Thanks for that. So, is it best to first adjust the rears and then the new Armorskids? I wonder, what exactly is the rear skids protecting?


----------



## tabora

csonni said:


> Thanks for that. So, is it best to first adjust the rears and then the new Armorskids? I wonder, what exactly is the rear skids protecting?


They protect when you run the front of the bucket off an overhang... They keep things level until you reverse.


----------



## drmerdp

I like to keep the 4 points of contact. The machine glides really well over irregularities. The Honda’s are so structurally rigid, that the housing doesn’t flex to the contours of irregular pavement. In my case having 4 points of contact allows the machine to glide incredibly well over anything. The UHMW liner certainly helps as well.
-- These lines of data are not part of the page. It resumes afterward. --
PR #63375, opened 2023-01-31
Fix `zinc_metal` stats (and cascade effects)

cake-pie:
#### Summary
Bugfixes "Fix `zinc_metal` stats (and cascade effects)"

#### Purpose of change
Split off from #62936

The density of `zinc_metal` is way off. Fix it, and deal with cascading effects in recipes.

#### Describe the solution

Zinc has density 7.14g/cm³. That's 357g for 50ml volume, which divides into a stack of 200 charges, 1785mg per unit.
&nbsp;

Adjust the disassembly of 5L zinc ingot, applying a 5.5% lossiness -- as I work my way through the spinoffs of #62936, 5~6% loss rate that will be applied consistently to all 5L ingot disassembly.
&nbsp;

Migrated item zinc oxide with misleading id `chem_zinc` to `chem_zinc_oxide` to prevent confusion with actual elemental/metal zinc items. Drive-by adjustment to volume due to discrepancy in quoted density figure -- not expected to affect recipes, since those depend on the weight (which corresponds to 1/100 moles of chemical).
&nbsp;

**Edit:** adopted `coal_lump` and `charcoal` stats from #62180
~Fix weight of `coal_lump`, from 1.5g to 37.5g. There was a mistake in 5549b62 where divided by count (250) instead of stack size (10) leading to value off by a factor of ×25. This is required for sanity of the next step.~
~Check cascade effects of coal weight change; see [details below](#issuecomment-1411414456)~
&nbsp;

As a source of elemental carbon for chemistry, `coal_lump` treated as anthracite coal with 90% carbon content.  
For `charcoal`, carbon content of wood charcoal can vary drastically (sources give 50~95%). Picked a fairly generous value of ~80.56% for convenience, since that will allow `charcoal` and `coal_lump` to be used at parity.
&nbsp;

Fix recipe for smelting `zinc_metal` from ore `material_zincite` by reduction with carbon. 
- Quantities reworked on the basis of zinc content of zincite, to ensure balanced input and output.
  - Zincite composition: Zn<sub>0.9</sub>Mn<sup>2+</sup><sub>0.1</sub>O <small>[[source](https://www.webmineral.com/data/Zincite.shtml)]</small>
- Added hammer and chisel tool requirements to break ore and coal into smaller pieces before roasting; would not work if you just chucked a large chunk of ore in.
- Replace basic boil and contain requirements with crucible due to high temperatures. 
- Added fuel required for roasting. This is distinct from the coal being used as source of carbon reagent. Smelting roughly 1.5kg of mass in total, or 6 steel-chunk-equivalents.
&nbsp;

Fix recipe for further reduction of zinc oxide with carbon; this uses an extremely conservative approach that oversupplies carbon.
- takes a hint from [this](https://royalsocietypublishing.org/doi/10.1098/rsos.170710), "to achieve the complete reduction of ZnO, the amount of reducing agent was increased to two times the stoichiometric amount."
- Replace basic boil and contain requirements with crucible due to high temperatures. 
- Added fuel required for roasting. This is distinct from the coal being used as source of carbon reagent. Smelting roughly 500g of mass in total, or 2 steel-chunk-equivalents.
&nbsp;

Adjust recipe for grinding of `zinc_metal` into `chem_zinc_powder`; reworked to produce ~130g, on the same scale as aluminum powder grinding recipe (176g output) and maintaining roughly the same material inefficiency as before (was 1308g/1400g, 6.6% lossy). This only balances zinc input and output, other issues with this recipe are marked with TODO and deferred to be fixed as a package with other problems found with powdered metals in #62936
&nbsp;

Adjust battery recipes by scaling `zinc_metal` inputs to roughly preserve mass. However, proportion also needs to be preserved when comparing among those recipes, so it is a straightforward scaling by 4× rather than 3.922× followed by rounding. (This is naive multiplication only, I did not look into the scientific basis for these recipes.)
&nbsp;

This should cover all pertinent references to `zinc_metal` in `src/`, `data/json/` and `data/mods`.

#### Testing
Suggested checks:
- Double check my maths / chemistry derivations.
- Load in game and check
  - zinc metal has sane stats
  - 5L ingot disassembly recipe reports sane input/output in crafting menu
  - check zinc smelting recipe in crafting menu for sanity
  - check zinc powder grinding recipe in crafting menu for sanity
  - check battery recipes in crafting menu for changes applied correctly.


cake-pie:
Adjustments to usages of `coal_lump` going to be listed here because it's kind of a spinoff sub-issue so it's neater to keep it separated from the `zinc_metal` stuff.

---

( CaC<sub>2</sub> stuff goes here )

---

Magiclysm Nova Flare spell requirements
```diff
 {
     "id": "spell_components_nova_flare",
     "type": "requirement",
     "//": "Fire starting items suitable for the Nova Flare spell",
+    "//1": "1.3MJ energy content",
+    "components": [ [ [ "coal_lump", 1 ], [ "lamp_oil", 35 ] ] ]
-    "components": [ [ [ "coal_lump", 30 ], [ "lamp_oil", 5 ] ] ]
 }
```
1 `coal_lump` is 37.5g of anthracite coal and has 1.3MJ  
https://www.wolframalpha.com/input?i=37.5g+*+higher+heating+value+of+anthracite+coal

35 `lamp_oil` is 35ml or 35cm<sup>3</sup> of kerosene and has 1.33MJ  
https://www.wolframalpha.com/input?i=35cm3+*+density+of+kerosene+*+higher+heating+value+of+kerosene

PatrikLundell:
A note regarding ore processing: The hammer+chisel requirement isn't an issue here, but be careful when you get to iron ores, as we don't want to put Innawood in a catch-22 situation where you need the tools to process the ore you need to get the tools. For that case it might be useful to add an additional recipe that uses more primitive tools at the expense of it taking longer.

Karol1223:
> A note regarding ore processing: The hammer+chisel requirement isn't an issue here, but be careful when you get to iron ores, as we don't want to put Innawood in a catch-22 situation where you need the tools to process the ore you need to get the tools. For that case it might be useful to add an additional recipe that uses more primitive tools at the expense of it taking longer.

Couldn't Innawoods issues be handled in Innawoods-specific recipes? It's a bit weird to adjust mainline recipes specifically to avoid problems in Innawoods. I had the same thing happen when I changed the antenna recipe and made electronics not able to be learned in Innawoods anymore - I just ported the old recipe that allowed for it to be Innawoods-specific.

PatrikLundell:
Yes, I would suggest it would be an Innawood specific recipe. However, this PR is tagged with Innawood, so I didn't think to mention that specifically.

cake-pie:
The tagging happened automatically because in this PR I have adjusted the innawood version of the battery recipe alongside the mainline one when adjusting input amounts.

Noted the potential smelting catch-22. Depending on the ore's hardness, I guess you could just try smashing it with another rock of harder material, or something like that.

PatrikLundell:
Come to think of it, bog iron isn't actually huge chunks of rock, so it wouldn't need much or any bashing in the first place. Thus, hematite could use the regular breaking apart routine, while the Innawood specific bog iron might not actually need any tool change. Even if that's needed, pulverizing it with a rock (hammer 1) ought to be sufficient.

cake-pie:
Ready for review but not merging -- will rebase after #63365 is merged, dropping 21c4214.

anoobindisguise:
I already fixed the weight of coal in pending #62180. this will conflict.

cake-pie:
> I already fixed the weight of coal (and charcoal) in pending #62180. this will conflict.

Noted, thanks for the heads up

cake-pie:
Rebased to incorporate changes from #62180.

Then when I do my back yard for the pup, I just drop my rear skids to my preferred height, then reset them again on my level garage floor. The armor skid stay locked.


----------



## csonni

I found with the wide part in the front, it tends to climb as you’re going onto snow, so I switched them around which improved. I have them raised up all the way and the scraper bar seems to be quite a bit off the ground. I suppose I could lower the scraper a bit


----------



## gibbs296

Need a new set of skids for my old Toro 524. I should be able to make a set of these at work next week on my lunch break. You Honda guys...love ya...but the money you spend is entertaining.


----------



## csonni

Code:







gibbs296 said:


> Need a new set of skids for my old Toro 524. I should be able to make a set of these at work next week on my lunch break. You Honda guys...love ya...but the money you spend is entertaining.


I think I can justify my purchase with the amount of snow we get here in Labrador. 360 cm (12feet) and counting. Funny thing. I put my hands on a Yardman yesterday selling for $2299 and I must say I wouldn’t pay more than $500 for it. Now mind you, I suppose the Ariens are better quality but when all you’ve got to choose between is Yardman, Yamaha and Honda..... Another consideration is resale. I sold my 27 year old Honda for $1100 to buy my new one just after Christmas.


----------



## Freddy Ford

gibbs296 said:


> Need a new set of skids for my old Toro 524. I should be able to make a set of these at work next week on my lunch break. You Honda guys...love ya..._but the money you spend is entertaining_.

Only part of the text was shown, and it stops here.